Patterico's Pontifications


Exclusive: More Hagel Idiocy

Filed under: General — Patterico @ 10:11 pm

If this doesn’t disqualify him, I don’t know what does. Chuck Hagel in 2002, speaking highly about . . . Joe Biden:

Joe Biden is one of the preeminent foreign policy thinkers in our country. You can deal with him. He’s always straight up. He knows what he is talking about. He’s fair, very experienced, and a very good listener. He’s a formidable guy who’s also a pleasure to deal with.

This should be disqualifying — but in a world where a guy just slightly stupider than your Dumb Uncle Rufus can be the Vice President? It is, once again, a bug that Obama sees as a feature.

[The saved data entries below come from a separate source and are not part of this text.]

PR #59, opened 2026-05-21
v3: 3d.4 — documentation sweep

dabowman:
## Summary

Phase 3d.4 of `docs/v3/roadmap.md`. Sweeps CLAUDE.md, master spec, schema-sketch, public reference docs, and roadmap so v3 is the canonical surface; v2 references are historical-only.

## What changed

| File | Edit |
|---|---|
| `CLAUDE.md` | Status block rewritten (phases 3a–3d.5 enumerated; v1/v2 marked historical). Pre-reads reordered v3-first. Test totals refreshed (~1300 assertions). Project structure tree updated with new PHP cascade classes + runtime modules. Navigation + multi-area sections rewritten around v3 vocabulary. |
| `docs/wp-admin-shell-design-spec.md` | v3 reshape header; §4.3 v3 admonition; §5 documents v3 region declaration sources; §6.2 routes block clarified as runtime-internal w/ v3 author-shape example; §14 gains v2 → v3 migration paragraph; §15 v3 status header; §19 references surface v3 docs first. |
| `docs/v3/schema-sketch.md` | Reframed "Working draft" → "Canonical v3 schema design doc"; bidirectional cross-link with master spec; open-questions refreshed (variant URL routing marked resolved by dataview-registry restoration). |
| `docs/public/admin-json-reference.md` | Full rewrite around v3 shape: workspace/settings/screens/menu/commands top-level blocks; v2-surfaces-deprecated table at end; v3 schemas referenced everywhere. |
| `docs/public/app-json-reference.md` | viewConfig → dataView (variants family + extends); new slots / slotHints sections; `$schema` URL bumped to v3. |
| `docs/public/engine-json-reference.md` | New modes / slots / menu-renderer / defaultRegions sections; `$schema` URL bumped to v3; required-fields list updated. |
| `docs/v3/roadmap.md` | 3d.4 ✅ Shipped; phase status table refreshed; 3d.3 remains the only open Phase 3d item. |

5 commits, 7 files, +668 / −338 lines.

## Schema-sketch fate

Promoted in place rather than consolidated into spec. 898 lines of v3-specific schema design rationale would have ballooned the spec; bidirectional cross-link makes it clear which doc is authoritative for what (spec = normative; sketch = design rationale). Sketch now reads as a canonical companion doc, not a draft.

## Intentionally left as-is

- v2 admin.json example in spec §4.3 — still the runtime-internal shape post v3-compiler synthesis; useful for region declaration reasoning. v3 admonition added pointing at schema-sketch.
[...]

Issue #30, opened 2026-04-30
Runtime smoke harness: kernel mount + content-region routing + nav prune (JSDOM)


dabowman:
Cover the bug class neither schema validation nor the resolver-shape / synthesis tests catch: React component-level regressions where the resolved config is correct but a runtime reader mounts the wrong app, routes to the wrong path, or drops a nav item.

`tests/runtime/build-runtime-config.test.mjs` now covers the kernel's region / route / default-route / command **synthesis** from the v3 shape, but nothing mounts the kernel and asserts on rendered output.

## Scope

Headless mount of the kernel via JSDOM (or Playwright if a real browser becomes warranted) against fixture configs. Assertions:

- `kernel(config)` returns a React tree without throwing.
- The primary content region mounts the expected app for `workspace.default-screen` (e.g. a screen with `app: "core:posts"` ⇒ PostsApp rendered).
- `core:navigation` renders ≥ 1 item for a non-empty `menu` tree.
- `core:command-palette` registers the expected "Go to {screen}" commands against `@wordpress/commands`.
- Capability gating: a fixture with role-equivalent missing caps drops the right screens + nav items (mirror the role matrix from `tests/php/run-cap-gating-smoke.php`).
- Token emission reaches the rendered DOM through the active engine's `ThemeProvider`.

dabowman:
@claude validate and address in a new PR

PR #60, opened 2026-05-21
v3: 3d.3 — test surface rewrites

dabowman:
## Summary

Phase 3d.3 of `docs/v3/roadmap.md`. Ports cap-gating-smoke to v3 (was SKIP), modernizes shape-tests, adds multi-app coverage, fixes two latent bugs surfaced by the smoke port.

## What changed

| File | Edit |
|---|---|
| `tests/php/run-cap-gating-smoke.php` | Rewritten end-to-end. Was SKIP (5 → **38** assertions). Exercises v3 screen-level + menu-level capability gating across roles. Covers OR-semantic `permissions.capabilities[]` + `permissions.roles[]` + trust-tier cascade rules (role/user origin grants restrict-only). |
| `tests/php/run-shape-tests.php` | v1 branch dropped; v3 assertions + multi-app slot-route walk added. 119 → **133** (+14). |
| `wp-admin-shell.php` | **Latent bug #1 fix:** added `require_once class-wp-admin-shell-permissions.php` (defined-but-never-loaded since 3b). **Latent bug #2 fix:** extended `wp_admin_shell_resolve_capabilities()` to walk `screens[].permissions.capabilities[]`. `run-cap-tests.php` had been silently failing 17/54 since 3d.1 dropped v2 default; now 54/54. |
| `CLAUDE.md` | Test surface paragraph + Testing-section count refresh. |
| `docs/v3/roadmap.md` | 3d.3 marked ✅ Shipped with landing notes; status table updated. |

## Latent bugs fixed as side-effects

1. **`WP_Admin_Shell_Permissions` never required.** Shipped in Phase 3b but the plugin bootstrap missed it. Defined-but-never-loaded. Cap-gating-smoke port required loading it; included that require in the same commit.
2. **`wp_admin_shell_resolve_capabilities()` skipped v3 screen perms.** Walked only v2 region.capability fields. The runtime cap-map shipped via `wp_add_inline_script` was missing every v3 cap. `run-cap-tests.php` silently failing 17/54 since v3 default landed in 3d.1; now 54/54.

## Per-suite assertion counts (final)

**PHP — 885 total:**

| Suite | Count | Δ |
|---|---|---|
| run-cascade-tests | 39 | — |
| run-manifest-tests | 67 | — |
| run-cap-tests | **54** | +17 (was silently failing) |
| run-shape-tests | **133** | +14 |
| run-tokens-tests | 13 | — |
| run-engine-defaults-tests | 22 | — |
| **run-cap-gating-smoke** | **38** | **+33 (was SKIP)** |
| run-chromeless-bridge-tests | 13 | — |
| run-data-view-tests | 106 | — |
| run-mode-resolution-tests | 20 | — |
| run-v3-compiler-tests | 85 | — |
| run-migrate-shell-cli-tests | 81 | — |
| run-classic-menu-bridge-tests | 66 | — |
| run-preload-tests | 22 | — |
| run-menu-route-shims-tests | 70 | — |
| run-dashboard-widgets-tests | 56 | — |

**Node — 694 total:** 510 runtime + 103 schema + 4 parity + 77 TS engine.

**Grand total: 1579 assertions, all green.** Roadmap target was ~1000-1200; landed above.

## Dropped assertions

**Zero.** Every audited v2-only branch turned out to be either compiler-back-compat translator coverage (still needed) or runtime primitive coverage (bindings parser, triggerStore) still in use by v3-shape code paths.

## Surfaced gaps (not closed)

- **React `<PersistentRegion>` `data-app-mounted` attribute** exercised end-to-end via engine CSS collapse + bundled shells, but lacks a unit-level JSDOM assertion. Tracked under existing JSDOM-scaffold issue #30.

## Conflict note

This PR touches `CLAUDE.md` + `docs/v3/roadmap.md` — same files as open PR #59 (3d.4 doc sweep). Merge order doesn't matter; the loser will rebase + resolve trivially. Both PRs touch separate sections of each file.

## Test plan

- [x] All PHP suites green via `wp eval-file`.
- [x] `npm run test:schema` PASS 103.
- [x] `npm run test:runtime` PASS 510.
- [x] `npm run test:parity` PASS 4.
- [x] `npm run test:engines` PASS 77.
- [x] `npm run lint:js` / `lint:ts` clean.
- [x] `npm run build` clean.

## After merge

**Phase 3d complete.** All 5 sub-phases shipped (3d.1 / 3d.2 / 3d.3 / 3d.4 / 3d.5).


dabowman (commented):
# Review — `v3: 3d.3 — test surface rewrites`

## Overview

Phase 3d.3 of the v3 roadmap. Three things land together:

1. **`run-cap-gating-smoke.php` rewritten end-to-end** (5 → 38 assertions). Replaces the v2 nav-pruning smoke (the v2 region tree it walked was retired in 3d.1) with v3 screen + menu capability gating via `WP_Admin_Shell_Permissions`: OR-semantic cap/role evaluation, app-floor AND backstop, unknown-slug fail-closed, super-admin magic, trust-tier shrink-only with audit log, and an end-to-end role-walk over `wp-admin-default` asserting monotonic visibility.
2. **`run-shape-tests.php` modernized for v3** (119 → 133). Dead v1 branch dropped; adds top-level `workspace`/`screens` presence + multi-app `@<slot>/<path>` route synthesis walk.
3. **Two latent bug fixes uncovered while porting:**
   - `wp-admin-shell.php`: missing `require_once …/class-wp-admin-shell-permissions.php` (file existed since Phase 3b, never loaded by bootstrap).
   - `wp_admin_shell_resolve_capabilities()` extended to walk `screens[].permissions.capabilities[]` — the v3 cap-precompute collector was dropping every v3-declared cap, silently failing `run-cap-tests.php` 17/54 since 3d.1.

## Code quality & correctness

### Strong points

- The end-to-end **monotonic-visibility** invariant (`subscriber ≤ contributor ≤ author ≤ editor ≤ admin`) is the right shape: it asserts the *property* the permission cascade must satisfy rather than coupling tests to authoring decisions on exact screen ids. Survives screen-catalog churn.
- Trust-tier coverage is thorough: shrink-allowed case, grow-rejected case, audit-entry shape (`origin` + `kind` + `attempted`), and consumer-can-shrink-cap-AND-role together. Matches `WP_Admin_Shell_Permissions::enforce_trust_tiers` semantics exactly.
- `resolve()` defaults are tested across **three** distinct inputs (`null`, `{caps:[], roles:[]}`, well-formed) — locks in the "fail-closed by convention" rule from the class docblock.
- Shape-test multi-app slot-route walk catches a real class of regression: v3 compiler `synthesize_routes()` drift between authoring (`screens[].apps[].slot`) and synthesized `@<slot>/<path>` keys.
- The bootstrap fix is a one-liner with a clear comment trail in the PR body; the cap-precompute extension is the minimum-viable walk that mirrors the existing region.capability walk pattern.

### Concerns / suggestions

- **Smoke test depends on environment-provided users.** `wpas_cap_smoke_user_for_role()` looks up users by login → fallback to first user in role → null. If wp-env has only an admin fixture, the e2e section silently skips four out of five roles and the monotonic-visibility assertion becomes vacuous (admin-only, single data point, trivially monotonic). The neighbouring `tests/php/run-cap-tests.php` already solves this with `ensure_user()` — recommend porting that pattern (create per-role users at the top of the smoke, delete in a register_shutdown_function). At minimum, assert at least three roles were actually walked, otherwise the suite would silently regress to "covers admin only".

- **Menu pruning section resolves once as admin, prunes per role** (around `tests/php/run-cap-gating-smoke.php:502-538`). Works for `wp-admin-default` because no role/user origin overrides the menu shape there, but it's a hidden assumption — a future shell that does customize the menu per role would silently make this smoke wrong (admin's menu tree pruned by editor caps ≠ editor's actually-resolved menu tree). Worth a one-line comment noting the assumption, or matching the per-role re-resolve pattern of the screen-visibility walk above it.

- **`wp_admin_shell_resolve_capabilities()` walks screens but not menu items.** v3 menu items can carry their own `permissions.capabilities[]` (the smoke test even prunes the menu by per-item screen-binding caps); if a menu item has an inline cap with no bound screen, the precompute walk misses it and `userCan()` in the runtime cap-map will get a default-false. Tracking under the existing latent-bug pattern would justify a third walk here; if intentional (because menu caps are always also on the bound screen), worth a comment to that effect on the new block.

- **Shape-test fallback path drifts slightly from compiler.** Test builds `$path = /screen_id` when `screen.path` is empty. Compiler (`class-wp-admin-shell-v3-compiler.php:629-637`) early-continues the entire screen synthesis when `path === '' && slot === '_self'`, never reaching multi-app peer synthesis. In practice all bundled shells supply explicit paths so this never bites, but a path-less primary with a slotted peer would make the test assert a route the compiler intentionally skipped. Either mirror the compiler's early-continue in the test or note "bundled shells all carry paths" inline.

- **`grid` slot exemption is a behavioural smell, not a real exemption.** The test hardcodes `if ( $entry_slot === 'grid' ) continue;` with a comment that says "shouldn't emit a slot-namespaced route". The compiler actually *does* emit `@grid/<path>` routes — the slot is just app-internal at the runtime layer. The exemption is harmless but the comment misleads; suggest "skip — synthesized but ignored by the runtime (app-internal composition)" so the next reader doesn't try to enforce non-emission in the compiler.

- **Repeated `WP_Admin_Shell_Cache::flush()` in the role-walk loop** rebuilds the entire cascade five times. Negligible at current scale but worth noting if the resolver gets heavier; `reset_request_memo()` alone may suffice when only `wp_set_current_user()` changed between iterations (user/role origins are the only inputs that vary). Not blocking.

- **Monotonic loop initializes `$prev_role = ''`**. On a non-monotonic first iteration the echo would read `role  had -1 visible, X has Y` — cosmetic, low-priority.

## Project-convention adherence

- Test file naming + invocation header match the suite convention.
- Bug fix in `wp-admin-shell.php` keeps the existing v0/v1/v2 walk layering and adds v3 as a sibling block, mirroring the comment style of the surrounding code.
- CLAUDE.md "Test surface" paragraph updated with the new counts + explanatory parentheticals.
- Roadmap entry updated with the actual landings rather than a forward-looking plan.
- Conflict note in the PR body flags the CLAUDE.md / `docs/v3/roadmap.md` overlap with PR #59 — coordination needed but trivial.

## Test coverage

- The PR is *itself* the test-coverage delta. 5 → 38 for cap-gating-smoke, +14 for shape, +17 cap-tests (restoration). Total claimed: 1579.
- One known gap explicitly flagged: `<PersistentRegion>`'s `data-app-mounted` attribute lacks a JSDOM unit-level assertion (tracked under issue #30).
- Suggested follow-up gaps from this review: per-role user fixture creation in cap-gating-smoke; possibly menu-item perms walk in `wp_admin_shell_resolve_capabilities()`.

## Security

- Trust-tier audit log is the right shape (origin / kind / attempted / detail). Tests confirm the role/user-origin grow rejection path so the security invariant is locked in.
- Unknown-slug fail-closed is asserted for both caps and roles, matching the class docblock contract.
- No new attack surface; the bug fix in `wp_admin_shell_resolve_capabilities()` adds caps to a *precomputed boolean map* (advisory hint for the runtime); the authoritative cap check still goes through WP's `current_user_can()` server-side.

## Recommendation

**Approve with minor follow-ups.** Solid PR — well-scoped, both bug fixes are surgical with full justification, the test redesigns are property-based rather than fixture-coupled, and the monotonic-visibility assertion in particular is a nice invariant that will catch real regressions cheaply. The main thing worth addressing before merge is creating per-role test users in the smoke (so the e2e assertions don't silently degrade to admin-only when wp-env is sparsely populated); the other items are clean-up suggestions for a follow-up commit.

---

Thanks to Charles C. Johnson.

A Robust Defense of the 2nd Amendment

Filed under: General — JD @ 9:36 pm

[Guest post by JD]

Every once in a while you stumble across a link to a new website, and you’re not sure what to expect. The Left’s War on the 2nd Amendment continues apace. New York banned normal capacity magazines, and Colorado followed suit with Biden’s urging. Washington state had a proposal that would have allowed the police into homes to inspect weapons, something the sponsors apparently didn’t bother to read. They want “common sense” restrictions on an enumerated capital-R Right — restrictions that they would never dream of imposing on other Rights, whether enumerated or resulting from penumbras.

I ran across this one today, and his voice is a melody to my ears. I am quoting it in its entirety, because every time I tried to edit it down, or pull quotes, it felt incomplete. And since I know many times people don’t click on the links, I wanted you to see its original, full, sheer awesomeness.

Or, How I Learned To Stop Caring.

By way of introduction, I’d like to explain some of my former positions.  Please do not reply and tell me why I’m wrong.  That’s not relevant to this post.  These WERE my positions, for right or wrong.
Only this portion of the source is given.